In previous posts I’ve discussed the need to “move up the stack” with reference to the way we manage data. To recap, what we mean here is focusing less on the bits and bytes of how data is stored and moving more to the curation of content. In this post, I’ll explore more how we could actually achieve more if we had a greater amount of end-to-end intelligence in our storage stack.
Blame the LUN
In many respects we can look at today’s hardware platforms and recognise that the industry has come a long way in making storage hardware reliable. At the lowest commodity layer, hard drives have increased in reliability, with MTBF values of between 1.2 and 2 million hours, depending on the product family you choose (note that device choice is important if you are using drives in bulk, as this Backblaze blog post shows). The myth of short-lived flash drives is also being debunked again and again, when choosing the right product, device longevity is good (manufacturers are offering products with 50+ DWPD – device writes per day).
So, with increasingly reliable hardware, the capacity under management per head in storage teams has been able to increase significantly from tens of terabytes to hundreds of terabytes and potentially petabytes per storage administrator, depending on factors such as the variance of the data and churn of the provisioning/decommissioning process.
At a basic level the physical management of storage, although precarious to a degree, is relatively under control. Despite the doom and gloom stories of “exponential” growth, storage teams somehow manage to keep the lights on and data accessible, while lines of business somehow manage to justify budgets to acquire more hardware. However without decent tools (as intimated in Jason’s recent post) we are stuck relying on human skills to identify and retain valuable data. Using humans to manage data is however a non-scalable solution; we can’t exponentially scale teams to match data growth, especially as the value within the data is likely diminishing in inverse proportion to the growth itself. This means we still need some methodology of filtering content. The inability to do good automated data management is being exacerbated by continuing to store data on the fundamental building block of the LUN.

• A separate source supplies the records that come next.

PR #143954, opened 2026-09-10
fix(models): preserve literal rows in model policy catalogs

steipete:
Related: #130706, #142100. Follows #143872.

## What Problem This Solves

Model-policy catalog construction can drop distinct literal provider/model rows when their display keys coincide. An explicit allowlist or wildcard can therefore lose a catalog row even though the selection policy already permits it. Synthetic rows can also collide during deduplication.

## Why This Change Was Made

Use the existing literal catalog-row key for private deduplication and synthetic entries, and retain all logical identities before filtering. Reuse the shared deduplication helper and one lazy allow-all result builder. Public display/authorization keys, provider equivalence, aliases, and unique case-insensitive lookup keep their existing contracts. The change removes 25 production lines from one owner.

## User Impact

Model browsers and selection catalogs retain distinct allowed rows, including provider-prefixed and slash-containing model IDs. Genuine missing rows remain visible as sparse synthetic entries without copying another row's capabilities.

## Evidence

Eleven intended missing-row regressions failed before the repair. The final focused cohort passed 225 tests across four suites, including partial catalogs, both policy orders, case-insensitive compatibility controls, and Arcee wire/direct identities. Fresh managed P2 review and the full changed-file gate passed. The replay onto main containing #143872 is byte-identical with unchanged reviewed owner/dependency and gate-tooling context; a further 189 selection/visibility tests passed on that main replay.

At exact commit `4eba0cd1084fab2510d1a63c7147dd4b2d13828b`, one canonical `sourcePerformance` build and all 22 compiled catalog/policy scenarios passed. The probe made no network requests and imported no checkout source. All 9,255 captured build files remained unchanged; the process and isolated state were cleaned up. This is synthetic compiled boundary proof, not an external-provider or live Gateway test. The runtime profile excludes UI and SDK declarations.

The first compiled probe stopped before scenarios because its copied build inventory omitted workspace package outputs. Those outputs were admitted only after verifying their canonical build ownership, current source, and generation within the same build interval. The original failure is retained; no product files, stamps, or source-import guard were changed.

### DIFF
--- a/src/agents/model-catalog-visibility.test.ts
+++ b/src/agents/model-catalog-visibility.test.ts
@@ -14,11 +14,12 @@ import { openAIModelCatalogRoutePolicy } from "./openai-model-routes.js";
 
 describe("resolveLogicalVisibleModelCatalog", () => {
   it.each(["all", "configured", "default"] as const)(
-    "keeps case-distinct configured identities in the %s view",
+    "keeps case-distinct and literal provider-prefixed identities in the %s view",
     async (view) => {
       const catalog: ModelCatalogEntry[] = [
         { provider: "fixture", id: "MixedCase", name: "Large", contextWindow: 64_000 },
         { provider: "fixture", id: "mixedcase", name: "Small", contextWindow: 16_000 },
+        { provider: "fixture", id: "fixture/MixedCase", name: "Namespaced", contextWindow: 32_000 },
       ];
       const result = await resolveLogicalVisibleModelCatalog({
         cfg: { agents: { defaults: { modelPolicy: { allow: ["fixture/*"] } } } },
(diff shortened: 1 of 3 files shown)


steipete:
Merged via squash.

- Prepared head SHA: [4eba0cd1084fab2510d1a63c7147dd4b2d13828b](https://github.com/openclaw/openclaw/pull/143954/commits/4eba0cd1084fab2510d1a63c7147dd4b2d13828b)
- Landed commit: [e2c1483bfe4188510ee0713278786895c11ea632](https://github.com/openclaw/openclaw/commit/e2c1483bfe4188510ee0713278786895c11ea632)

A LUN or volume is in essence a chunk of raw storage capacity. It may be protected (RAID) and optimised (thin provisioning, compression, dedupe) but it has no inherent intelligence at the data level. The LUN has served us well for 20-30 years but it’s time to move on.
Intelligent Objects
Without concept or understanding of the underlying data, storage arrays can’t provide data management features. At best, shared storage arrays can optimise the data flow (caching frequently accessed data) or optimise the data placement (moving frequently accessed data to faster tiers of storage). However, data stored on LUNs has no inherent metadata, preventing the array from making intelligent choices on managing the content.
Object stores go part way to solving the intelligence issue by allowing metadata to be assigned to every object stored. This does however require the creation of front-end applications to manage the creation of the metadata in the first place and unless useful metadata is created and stored with each object, then an object store can be as useless as an array storing data on LUNs.

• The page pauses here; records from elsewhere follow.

PR #144217, opened 2026-09-10
test: cover real run ownership in queued compaction

steipete:
Related: #143426, #143725

## What Problem This Solves

The queued-compaction resource regression replaced RUN acquisition with a read-only acquisition adapter. That bypassed the production selection callback and RUN owner even after ordinary RUN registration ownership landed.

## Why This Change Was Made

Remove the obsolete 23-line module override so the existing test exercises actual RUN acquisition and its selection options. Keep the fixture and all lifetime assertions unchanged.

## User Impact

No runtime behavior change. The regression now covers the production path that must retain plugin resources through deferred engine maintenance and disposal.

## Evidence

The original and updated native integration each passed. The test executes actual queued compaction with a synthetic managed donor engine and on-disk SQLite, verifies reads during maintenance and disposal, and checks once-only closure and reopening. It uses no replacement for the RUN acquisition function. This is a native source integration, not a compiled distribution or external-provider test.

Required changed-file checks passed, including types, all three dead-export scans, lint, database guards, and runtime import-cycle checks. Independent Codex review found no actionable P0–P2 findings. No production files or assertions changed.

Canonical test runs took 27.41 seconds before and 28.66 seconds after, using separate cold transform caches. These are observations of the test harness, not a performance improvement claim.

### DIFF
--- a/src/agents/embedded-agent-runner/compact.queued-resources.test.ts
+++ b/src/agents/embedded-agent-runner/compact.queued-resources.test.ts
@@ -16,29 +16,6 @@ import { closePreparedModelRuntimeSnapshots } from "../prepared-model-runtime.li
 import { compactEmbeddedAgentSession } from "./compact.queued.js";
 import { waitForDeferredTurnMaintenanceForSession } from "./context-engine-maintenance.js";
 
-// Exercise the managed producer at the existing input boundary without enabling RUN disposal.
-vi.mock("../prepared-model-runtime.js", async (importOriginal) => {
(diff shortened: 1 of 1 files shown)


steipete:
Merged via squash.

- Prepared head SHA: [62efb554d099cfea1cac0753b171e8694f1e17bc](https://github.com/openclaw/openclaw/pull/144217/commits/62efb554d099cfea1cac0753b171e8694f1e17bc)
- Landed commit: [744f7a3067972d45b1694ceee620029880cba179](https://github.com/openclaw/openclaw/commit/744f7a3067972d45b1694ceee620029880cba179)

There is some light at the end of the tunnel though. At the hypervisor layer, storage vendors have started to adopt technology such as vVOLs that allows virtual machines created with server virtualisation to be accessed as objects in their own right, rather than as part of a physical LUN. This enables policy-based attributes to be assigned to VMs for management of performance, availability and resilience. Of course the success of these technologies will be in the quality of the implementation and the ability of the hypervisor vendor(s) (in this case VMware) to extend their policy schema to useful features such as heterogeneous vendor replication/migration.
So taking this a step further, how could this concept of data aware platforms be applied to the application layer? To a certain degree it already is, with vendors natively supporting Hadoop’s HDFS, for example. Other platforms like email could easily be supported, allowing the storage platform to store and retrieve email objects natively. The same applies to data in NoSQL databases or even data in generic formats like JSON. The key success factor will be achieved by forcing applications to provide a useful amount of metadata at the time objects are created and stored in the platform.
How could this be achieved in practice? Today with VVOLs and storage for VMware virtualisation, an array advertises its capabilities through the VASA (VMware APIs for Storage Awareness) interface. This feature could be extended to allow applications to query array capabilities and assign policies directly to data objects as discussed above. The move to place more application intelligence in the array has already started, with some vendors looking at container technology to achieve this.
Fix Forward
We may be unlikely to be able to go back and fix the problems with existing data, as the volumes already created are simply just too big. However we could develop better approaches to storing data going forward and fix the problem for all of our new content. As we’re continually being told that 90% of data was created in the last two years, if we fix the problem today, then in two years’ time, 90% of our data will be managed effectively and that is a good enough success rate for me.